* **What is required**
Copy out each line of the data that includes the string "return".

* **Data for this task**
PR #534, opened 2016-03-18
NativeMethodsShared.OSName: Fix the case of OSX

radical:
OSX is also a Unix, so check for the less generic kind first. So, change

    return IsUnix ? "Unix" : (IsOSX ? "OSX" : "Windows_NT")
to
    return IsOSX ? "OSX" : (IsUnix ? "Unix" : "Windows_NT")


AndyGerlicher:
LGTM

rainersigwald:
LGTM

PR #535, opened 2016-03-18
TaskHostConfiguration: Don't use _appDomainSetup unless FEATURE_APPDO…

radical:
…MAIN is available.

This actually fixes a previous "fix" (by yours truly),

* **Task result**
    return IsUnix ? "Unix" : (IsOSX ? "OSX" : "Windows_NT")
    return IsOSX ? "OSX" : (IsUnix ? "Unix" : "Windows_NT")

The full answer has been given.